The focus of the band is Lauper, the flamboyant blonde lead singer. On stage her relentless hip-swinging and earnest singing brought to mind a number of combinations. With her ponytail, tight pants and tank top, she could have been one of "The 'K' Girls," one of disc jockey Murray the K's troupe sloe-eyed Rockettes that used to be part of his repertory company for early 1960s concerts at the Brooklyn Fox theater.

At another point, she seemed like a cross between Shelly Fabares and Charo. (That connection was reinforced by Lauper's T-shirt emblazoned with the title of Fabares' hit, "Johnny Angel"). At other times, singing a version of the torchy Gene Pitney hit "I'm Gonna Be Strong." Lauper looked like a teen exploitation movie version of Marlene Dietrich. "Blue Angel" indeed, with Frankie Avalon in the Emil Jannings role.

Most of the band's songs written by Lauper and Turi with a wry affection for the music of the cusp between the 1950s and 1960s. Even the contemporary touches fit their point of view perfectly, so that the reggae beat of "Just The Other Day" had as much to do with Bobby Vee as it did with Bob Marley. The band's encore of Presley's "All Shook Up" seemed slightly out of place; something like the Royal Teens' "Short Shorts" might have been more in keeping with the band's attitude, so accurately spelled out earlier in the set with an exquisite version of Connie Francis' "Lipstick On Your Collar."


Phoenix October 20, 1980
Blue Angel
By Frank Jude Boccio


Polydor has just released the debut album of a band called Blue Angel. The cover, a garishly tacky affair, lulled me into expecting either a '50s rivalist sound, or a cheap imitation of The B-52s. While the "pop" music of the '50s and early '60s is the primary influence, this is definitely a post-punk version of that earlier revival sound as epitomized by Ruben and The Jets.
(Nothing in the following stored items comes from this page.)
PR #3494, opened 2024-04-30
jak3 - fill out some `text-id` entries

dallmeyer:
Slam Dozer > Ram Rod


xTVaser:
If conflicts were fixed this could probably be merged.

"Maybe He'll Know" begins the L.P. with a classic modified blues riff, featuring a choppy rhythmic bass line, tenor sax growling and a "cheesy" organ sound. Cyndi Lauper's vocals are souful and impressive. Many of the songs, especially the ballads like "I Had A Love" are introduced by those "simplistic" piano triplets that Frank Zappa so used to love.

"Anna Blue" is a sentimental covering of the same subject Pati Smith covers in "Piss Factory." Ironically, Lauper even sounds a bit like Smith circa Horses. A bluesy sax solo takes it back to the main motif--a rhythmic anticipation which drops a beat while Lauper tops off the vocal line. "Can't Blame Me" is a neat "pop" song with yet another rousing sax bridge, this time reminiscent of the Dave Clark Five sound on Return. The side ends with a 16 bar Jerry Lee type blues-rocker --- a lover's answer to "Chantilly Lace."

Side 2 features two covers. The 1959 instrumental "Cut Out" (King/Mack) is in the tradition of rock instrumentals. Popularized by bands like the Dave Clark Five and the Ventures, and which The RayBeats now work within. The other cover is the maudlin "I'm Gonna Be Strong," a song I can remember my sister playing on the "victrola" back in 1963. Featured in this song is a cheerful steel drum solo.

Actually not a bad collection of party-music-dance pop. They're probably a fun band to see at a dance club. So there Pat, who says I don't like to have fun.